# Week 19|20 B&W Challenge: Rock and/or Roll



## zulu42 (May 8, 2022)

This challenge will run until May 21, 2022

The B&W Challenge is a fun thing, no competition and no prizes, this challenge will run for a period of two weeks. Please, only new photos taken during the duration of this challenge. The intent of the challenge is not to showcase our best work, but expand our normal shooting priorities and hopefully try something different with a new photograph. Feel free to suggest a challenge as they may begin to have repeats.
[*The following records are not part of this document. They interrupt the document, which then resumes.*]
PR #12840, opened 2025-02-12
feat(api-server): add support for label filters

### LINKED ISSUE #12809: Allow listing all resources from the specific zone
### Description

I reviewed the code and found that there's no option to retrieve only ZoneIngress resources—or likely other resources—from a specific zone. Based on a quick look at the data and how it's stored, this isn't straightforward. The zone information is stored in a label, and labels are stored as jsonpb. If filtering by zone is a frequent requirement, we would need to introduce a new column and index it.

# Expected behavior

A user can list all ZoneIngresses in zone-1

lahabana:
## Motivation

We now have labels on all our entities. Some of these labels are very useful (kuma.io/zone for example).
We should be able to use it when filtering api responses.

## Implementation information

Support a basic subset of https://kong-aip.netlify.app/aip/160/ only for labels.

This works for all resource types and while a little costly it should suffice for GUI and kumactl use cases

## Supporting documentation

Fix #12809

### DIFF
--- a/api/mesh/v1alpha1/mesh/rest.yaml
+++ b/api/mesh/v1alpha1/mesh/rest.yaml
@@ -82,6 +82,20 @@ paths:
       operationId: getMeshList
       summary: Returns a list of Mesh in the mesh.
       tags: [ "Mesh" ]
+      parameters:
+        - in: query
+          name: filter
+          description: filter by labels when multiple filters are present, they are ANDed
+          required: false
+          schema:
+            type: object
+            properties:
+              key:
+                type: string
+              value:
+                type: string
+          example:
+            label.k8s.kuma.io/namespace: my-ns
       responses:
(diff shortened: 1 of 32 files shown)


lukidzi (approved):
I feel like it's good for now. 

I have a question
Example:
I have 120 ZoneIngresses in Zone-1 and 1 in Zone-2. If I do a request `filter[label.kuma.io/zone]=zone-2` the resource is not on the first page of the result, will it return the response?

lahabana:
> I have 120 ZoneIngresses in Zone-1 and 1 in Zone-2. If I do a request filter[label.kuma.io/zone]=zone-2 the resource is not on the first page of the result, will it return the response?

Pagination is done after filtering (which makes it very not efficient...) so pages are correct.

For the Rock and/or Roll Challenge - make images of rocks, rolls, things that rock, things that roll or things that rock and roll or things that Rock 'n Roll!!!!


----------



## TomH (May 10, 2022)

hope this fits the theme. My first post here.


----------



## NS: Nikon Shooter (May 10, 2022)

TomH said:


> My first post here.



Then welcome Tom!


----------



## Robshoots (May 10, 2022)

TomH said:


> hope this fits the theme. My first post here.


Welcome to the forum.


----------



## NS: Nikon Shooter (May 11, 2022)




----------



## Robshoots (May 12, 2022)




----------



## NS: Nikon Shooter (May 12, 2022)

Robshoots said:


> View attachment 256131



Good composition and tonal rendition, Rob,
now all you need is a rocking chair!


----------



## TomH (May 12, 2022)

Robshoots said:


> Welcome to the forum.


Thank you.


----------



## NS: Nikon Shooter (May 12, 2022)




----------



## John 2 (May 12, 2022)

That's a great portrait.


----------



## NS: Nikon Shooter (May 12, 2022)




----------



## Robshoots (May 12, 2022)

NS: Nikon Shooter said:


> Good composition and tonal rendition, Rob,
> now all you need is a rocking chair!


Thank you kindly.  And actually we have one.


----------



## Robshoots (May 12, 2022)

NS: Nikon Shooter said:


>


I would really like to hear this band.  Very nice shots, too.


----------



## NS: Nikon Shooter (May 13, 2022)

Robshoots said:


> I would really like to hear this band.  Very nice shots, too.



Cheers Rob!
They are playing next weekend too!


----------



## NS: Nikon Shooter (May 13, 2022)

John 2 said:


> That's a great portrait.



Thank you John!


----------



## Space Face (May 13, 2022)




----------



## John 2 (May 13, 2022)

NS: Nikon Shooter said:


>



....and that's another.


----------



## Dean_Gretsch (May 13, 2022)

NS: Nikon Shooter said:


>


If Keith Richards and Tom Petty produced a baby...

I like this one much!


----------



## zulu42 (May 13, 2022)

Roll call! Grandson's pre-school graduation. This will be the class of 2035!


----------



## Dean_Gretsch (May 13, 2022)

Space Face said:


>


That tremolo looks like a Gretsch?


----------



## Space Face (May 13, 2022)

Dean_Gretsch said:


> That tremolo looks like a Gretsch?


I do have a Gretsch Electromatic in blue but that's not it.  It's a rather nice copy in traditional Rockabilly orange.  The Gretsch tremelo's are made by Bigsby and are works of art on their own.  Do you own the company?😁😉


----------



## Dean_Gretsch (May 13, 2022)

Space Face said:


> I do have a Gretsch Electromatic in blue but that's not it.  It's a rather nice copy in traditional Rockabilly orange.  The Gretsch tremelo's are made by Bigsby and are works of art on their own.  Do you own the company?😁😉


Don’t I wish! No, but that’s where my screen name comes from. That and Dean guitars, and, no, I don’t own Dean either👅


----------



## NS: Nikon Shooter (May 14, 2022)




----------



## zulu42 (May 17, 2022)




----------